INFORMATION PROVIDED Block Start
PR #4041, opened 2018-01-03
Updated some strings in romanian.xml

TigerxWood:


donho:
Is there any Romanian speaker can validate this PR?

Dambuster88:
No, it is not ok. Not all the changes.
Some of the verbs, like "Open" and "Close" are at the long infinitive form and sounds very bad.
https://en.wikipedia.org/wiki/Infinitive#Latin_and_Romance_languages

Dambuster88:
Check lines 911, 912, 914 and 919.
Why space before question mark?

simioff:
I'm not sure about the spaces before the question marks, but the rest looks good. At least other tools like Microsoft Office are using the same wording.

TigerxWood:
Hi guys, maybe you didn't notice but I redid the entire translation of this program. This last changes was some minor mistakes that I missed when I proofread it. This is the best translation you could have, instead of the old one that was imposible to use. Even this is not 100% according to romanian language rules. For example I didn't translate words like Clipboard or Cloud because I considered that because this program is used mainly by programmers they will understand better this english version instead of some crappy translation that noone could guess what it is, like Clipplanșetă for Clipboard.
About that infinitive stuff this is the right way to translate, for the consisystency with the rest of the translation: Salvare, Tipărire, etc.
About the spaces before question marks it was not intentional. I corrected them.

donho:
@TigerxWood  Could you check the newest updated english.xml here:

pfparesseux000:
In the file english.xml, because of issue 4040, items id="45005, id="45008, id="45010" and id="45011" changed. In the file romanian.xml, the sentences seem confused. These sentences should be updated too.

PR #4203, opened 2018-02-19
A few corrections (. . ., "?", " + ", "CMD")

scootergrisen:
Not sure if there should be space before "?" in english but judging from the other software i translate im guessing there should.
"Cmd" with small "md" is used in others strings.


CookiePLMonster:
There should be no space before question marks.

scootergrisen:
Perhaps the title "Are you sure?" should be something else as the message is also a question:
`<SCMapperDoDeleteOrNot title="Are you sure?" message="Are you sure you want to delete this shortcut?"/>`
Maybe "Confirm delete/Confirmation/Delete shortcut" something like that.

PR #4219, opened 2018-02-24
Make column names translatable in Window->Window...

AngryGamer:


PowerEditor/src/WinControls/WindowsDlg/WindowsDlg.h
INFORMATION PROVIDED Block End
**TASK ITEM**
Transcribe every entry in the listing, word for word.

**RESPONSE AREA**
PR #4041, opened 2018-01-03
Updated some strings in romanian.xml

TigerxWood:


donho:
Is there any Romanian speaker can validate this PR?

Dambuster88:
No, it is not ok. Not all the changes.
Some of the verbs, like "Open" and "Close" are at the long infinitive form and sounds very bad.
https://en.wikipedia.org/wiki/Infinitive#Latin_and_Romance_languages

Dambuster88:
Check lines 911, 912, 914 and 919.
Why space before question mark?

simioff:
I'm not sure about the spaces before the question marks, but the rest looks good. At least other tools like Microsoft Office are using the same wording.

TigerxWood:
Hi guys, maybe you didn't notice but I redid the entire translation of this program. This last changes was some minor mistakes that I missed when I proofread it. This is the best translation you could have, instead of the old one that was imposible to use. Even this is not 100% according to romanian language rules. For example I didn't translate words like Clipboard or Cloud because I considered that because this program is used mainly by programmers they will understand better this english version instead of some crappy translation that noone could guess what it is, like Clipplanșetă for Clipboard.
About that infinitive stuff this is the right way to translate, for the consisystency with the rest of the translation: Salvare, Tipărire, etc.
About the spaces before question marks it was not intentional. I corrected them.

donho:
@TigerxWood  Could you check the newest updated english.xml here:

pfparesseux000:
In the file english.xml, because of issue 4040, items id="45005, id="45008, id="45010" and id="45011" changed. In the file romanian.xml, the sentences seem confused. These sentences should be updated too.

PR #4203, opened 2018-02-19
A few corrections (. . ., "?", " + ", "CMD")

scootergrisen:
Not sure if there should be space before "?" in english but judging from the other software i translate im guessing there should.
"Cmd" with small "md" is used in others strings.


CookiePLMonster:
There should be no space before question marks.

scootergrisen:
Perhaps the title "Are you sure?" should be something else as the message is also a question:
`<SCMapperDoDeleteOrNot title="Are you sure?" message="Are you sure you want to delete this shortcut?"/>`
Maybe "Confirm delete/Confirmation/Delete shortcut" something like that.

PR #4219, opened 2018-02-24
Make column names translatable in Window->Window...

AngryGamer:


PowerEditor/src/WinControls/WindowsDlg/WindowsDlg.h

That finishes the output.